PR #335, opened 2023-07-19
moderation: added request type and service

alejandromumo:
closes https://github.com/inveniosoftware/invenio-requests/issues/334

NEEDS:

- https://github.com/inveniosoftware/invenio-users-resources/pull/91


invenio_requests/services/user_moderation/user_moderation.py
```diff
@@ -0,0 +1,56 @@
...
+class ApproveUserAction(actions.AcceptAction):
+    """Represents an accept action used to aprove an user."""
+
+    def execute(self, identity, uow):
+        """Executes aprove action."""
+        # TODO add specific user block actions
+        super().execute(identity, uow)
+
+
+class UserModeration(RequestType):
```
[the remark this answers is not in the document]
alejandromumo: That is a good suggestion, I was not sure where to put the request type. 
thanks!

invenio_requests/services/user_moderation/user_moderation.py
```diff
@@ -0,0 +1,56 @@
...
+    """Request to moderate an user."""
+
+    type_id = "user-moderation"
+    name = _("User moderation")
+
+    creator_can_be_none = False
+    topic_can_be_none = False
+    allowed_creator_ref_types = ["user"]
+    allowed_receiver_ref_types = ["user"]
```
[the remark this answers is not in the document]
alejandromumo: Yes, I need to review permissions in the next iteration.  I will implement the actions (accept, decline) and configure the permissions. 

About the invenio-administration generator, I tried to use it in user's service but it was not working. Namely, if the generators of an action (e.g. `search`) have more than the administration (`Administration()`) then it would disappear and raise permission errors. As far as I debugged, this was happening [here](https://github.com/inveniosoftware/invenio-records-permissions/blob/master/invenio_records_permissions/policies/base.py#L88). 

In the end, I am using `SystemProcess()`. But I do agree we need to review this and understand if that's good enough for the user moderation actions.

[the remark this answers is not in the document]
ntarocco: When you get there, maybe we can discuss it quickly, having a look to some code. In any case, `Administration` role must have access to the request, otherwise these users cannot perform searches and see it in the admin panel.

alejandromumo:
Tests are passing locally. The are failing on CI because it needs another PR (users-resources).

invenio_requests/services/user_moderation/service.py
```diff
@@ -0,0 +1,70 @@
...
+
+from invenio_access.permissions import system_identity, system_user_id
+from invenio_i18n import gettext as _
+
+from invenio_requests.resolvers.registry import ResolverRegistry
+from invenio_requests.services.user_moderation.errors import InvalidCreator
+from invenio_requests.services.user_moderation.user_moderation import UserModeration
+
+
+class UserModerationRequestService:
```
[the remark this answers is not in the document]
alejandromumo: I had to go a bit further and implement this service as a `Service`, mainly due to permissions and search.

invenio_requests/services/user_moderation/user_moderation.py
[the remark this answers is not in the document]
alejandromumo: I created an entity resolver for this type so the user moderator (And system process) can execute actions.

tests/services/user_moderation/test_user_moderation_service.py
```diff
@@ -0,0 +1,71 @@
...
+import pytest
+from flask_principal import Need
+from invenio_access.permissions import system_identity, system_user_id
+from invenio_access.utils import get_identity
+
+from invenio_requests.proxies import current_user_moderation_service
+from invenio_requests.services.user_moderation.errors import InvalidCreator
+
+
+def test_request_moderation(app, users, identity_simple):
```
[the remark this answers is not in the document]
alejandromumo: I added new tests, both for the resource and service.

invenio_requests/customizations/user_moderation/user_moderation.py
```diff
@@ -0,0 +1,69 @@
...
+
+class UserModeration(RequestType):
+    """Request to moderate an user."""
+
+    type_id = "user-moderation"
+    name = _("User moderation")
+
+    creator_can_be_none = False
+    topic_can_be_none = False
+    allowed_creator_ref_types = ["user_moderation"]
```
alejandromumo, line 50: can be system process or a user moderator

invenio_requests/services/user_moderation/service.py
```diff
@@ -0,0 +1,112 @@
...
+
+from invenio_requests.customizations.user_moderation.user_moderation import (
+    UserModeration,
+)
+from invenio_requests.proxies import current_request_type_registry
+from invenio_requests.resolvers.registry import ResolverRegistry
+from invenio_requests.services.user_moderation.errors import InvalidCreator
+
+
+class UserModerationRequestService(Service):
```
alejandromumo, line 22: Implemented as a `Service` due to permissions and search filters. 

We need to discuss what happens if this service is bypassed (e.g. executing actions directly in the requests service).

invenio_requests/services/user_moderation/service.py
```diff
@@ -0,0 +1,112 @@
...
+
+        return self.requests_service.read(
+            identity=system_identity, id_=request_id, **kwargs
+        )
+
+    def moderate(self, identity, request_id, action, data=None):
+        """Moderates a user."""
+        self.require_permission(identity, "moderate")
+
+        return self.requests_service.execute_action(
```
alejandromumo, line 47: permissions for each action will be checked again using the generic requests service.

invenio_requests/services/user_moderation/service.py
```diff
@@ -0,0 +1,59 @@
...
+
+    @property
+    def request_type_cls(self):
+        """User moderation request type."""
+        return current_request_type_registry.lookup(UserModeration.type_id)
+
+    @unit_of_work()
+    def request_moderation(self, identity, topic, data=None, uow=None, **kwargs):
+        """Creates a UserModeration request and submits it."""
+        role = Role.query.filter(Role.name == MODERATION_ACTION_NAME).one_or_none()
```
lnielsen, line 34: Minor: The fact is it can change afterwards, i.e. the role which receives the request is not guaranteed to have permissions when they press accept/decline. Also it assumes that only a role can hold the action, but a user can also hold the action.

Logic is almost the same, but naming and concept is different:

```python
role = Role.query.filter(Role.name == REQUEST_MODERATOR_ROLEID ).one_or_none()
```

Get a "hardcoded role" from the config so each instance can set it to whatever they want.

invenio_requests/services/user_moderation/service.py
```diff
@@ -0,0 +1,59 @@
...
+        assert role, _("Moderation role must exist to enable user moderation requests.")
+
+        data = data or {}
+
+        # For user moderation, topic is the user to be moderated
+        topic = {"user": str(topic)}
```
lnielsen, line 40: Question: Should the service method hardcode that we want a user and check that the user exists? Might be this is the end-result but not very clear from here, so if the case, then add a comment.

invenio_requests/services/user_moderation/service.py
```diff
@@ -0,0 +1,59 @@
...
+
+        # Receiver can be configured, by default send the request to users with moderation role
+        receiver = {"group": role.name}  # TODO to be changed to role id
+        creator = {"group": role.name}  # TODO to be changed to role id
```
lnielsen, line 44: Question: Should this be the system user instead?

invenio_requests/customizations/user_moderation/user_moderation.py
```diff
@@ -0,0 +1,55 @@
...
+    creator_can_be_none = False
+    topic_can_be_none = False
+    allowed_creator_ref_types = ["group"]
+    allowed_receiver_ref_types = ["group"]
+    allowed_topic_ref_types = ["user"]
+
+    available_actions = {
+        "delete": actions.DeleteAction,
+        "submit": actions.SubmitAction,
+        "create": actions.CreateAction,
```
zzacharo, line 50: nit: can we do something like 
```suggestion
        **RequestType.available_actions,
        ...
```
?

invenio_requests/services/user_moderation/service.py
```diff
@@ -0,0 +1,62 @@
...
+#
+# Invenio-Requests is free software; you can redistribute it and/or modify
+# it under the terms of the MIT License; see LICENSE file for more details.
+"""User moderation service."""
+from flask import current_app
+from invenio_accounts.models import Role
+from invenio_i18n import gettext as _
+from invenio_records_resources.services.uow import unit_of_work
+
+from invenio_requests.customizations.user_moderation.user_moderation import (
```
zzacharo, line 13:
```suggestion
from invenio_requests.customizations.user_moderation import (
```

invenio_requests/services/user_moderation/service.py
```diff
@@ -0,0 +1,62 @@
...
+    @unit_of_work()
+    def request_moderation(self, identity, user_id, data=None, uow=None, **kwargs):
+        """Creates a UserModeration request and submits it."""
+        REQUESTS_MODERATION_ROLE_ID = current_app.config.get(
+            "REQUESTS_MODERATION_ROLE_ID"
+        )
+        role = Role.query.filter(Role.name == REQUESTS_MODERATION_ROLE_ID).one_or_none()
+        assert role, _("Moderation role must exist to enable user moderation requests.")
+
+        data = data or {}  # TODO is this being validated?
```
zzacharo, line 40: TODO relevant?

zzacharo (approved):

=== Exercise details ===
For every line above that holds the word "query", report the whole line.

=== Response below ===
+        role = Role.query.filter(Role.name == MODERATION_ACTION_NAME).one_or_none()
role = Role.query.filter(Role.name == REQUEST_MODERATOR_ROLEID ).one_or_none()
+        role = Role.query.filter(Role.name == REQUESTS_MODERATION_ROLE_ID).one_or_none()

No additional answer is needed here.